Exercise brief => Only the lines from the beginning of the data below through the line containing "### What it does" belong in the response, each copied exactly.
BEGIN Recorded information
PR #264, opened 2026-07-03
Identity, authentication & permissions system

spencerc99:
## Identity, authentication & permissions for playhtml

Adds a full identity + auth + permissions system to the library, integrated with the "we were online" extension.

### What it does

- **Stable identity for everyone.** Anonymous users get a real ECDSA P-256 keypair (non-extractable private key in IndexedDB) whose public key is their `pk_…` pid — the same format the extension uses. Extension identities take precedence via the existing `playhtml:configure-identity` bridge.
- **Declarative permissions.** A `permissions` init option (and `/.well-known/playhtml.json`) declares roles and rules gating element writes. Checks are synchronous via `playhtml.can()` / the `useCan()` React hook; `usePlayerIdentity()` reports `verified` and `roles`; denied writes fire a `permissiondenied` event.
END Recorded information
Response to this exercise =>
PR #264, opened 2026-07-03
Identity, authentication & permissions system

spencerc99:
## Identity, authentication & permissions for playhtml

Adds a full identity + auth + permissions system to the library, integrated with the "we were online" extension.

### What it does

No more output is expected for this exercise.